Originally Posted by kjm4422
Here's a website that shows the laws and the formulas.
I will weigh in with my $.02 here.
As previously stated much depends on the type of fan. A prop fan is positive displacement so the standard centrifugal laws dont apply (that most people are familiar with do not apply, a seperate set of laws applies, see below.) However with that said, it is always better to use more cells than less when using a cooling tower. This will provide a larger surface area for your heat exchanger (since a cooling tower is a specialized heat exchanger) and require you to flow less air to meet the same setpoint. However, you have to be careful about minimum flows over the tower. If you go less than a certain flow rate (50%) I believe is the rule of thumb, you will start to have carry over due to not enough water in the fill.
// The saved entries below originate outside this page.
PR #1302, opened 2024-06-11
Fix CI

timfelle:
It seems a line was accedentally not migrated to the new actions for Json-Fortran.


timfelle:
Cannot complete from external fork..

As far as the laws for positive displacement speed changes, I believe the power consumption tracks linearly with speed. Ie... if you are consuming 50hp to drive the fan at 1800 rpm and reduce to 900 rpm you will need 25 hp, as opposed to a centrifugal device where you would need 6.25 hp. Definately double check this, but I believe thats the rule for positive displacement.
Fyi.. typically prop fans are used on cooling towers that are induced draft, because you need a smaller motor when using an induced draft fan as opposed to a forced draft fan. this is because you are not pressurizing the fill, you are reducing the pressure across it.
So while your energy expert is on the right track, I dont think his numbers are accurate.
Everyone is an expert nowadays.
Are you referring to water flow or air flow? We aren't discussing water flow, but if we were wouldn't it stand to reason that the fan speed would be reduced as the water flow was reduced (as in a Hartman Loop). I have seen many tower fans turning at less than 30 Hz...in fact, many towers here will run without the fan running at all for periods of time in the winter.
Originally Posted by Robs98ss
I don't understand what this has to do with the OPs question. We aren't discussing positive displacement fans. And as far as fact checking...I think the person who posts it should do that.
Originally Posted by Robs98ss
I'm not trying to bust your b**ls. My opinion is that we should try to stay on topic. The OP asked about fan speeds.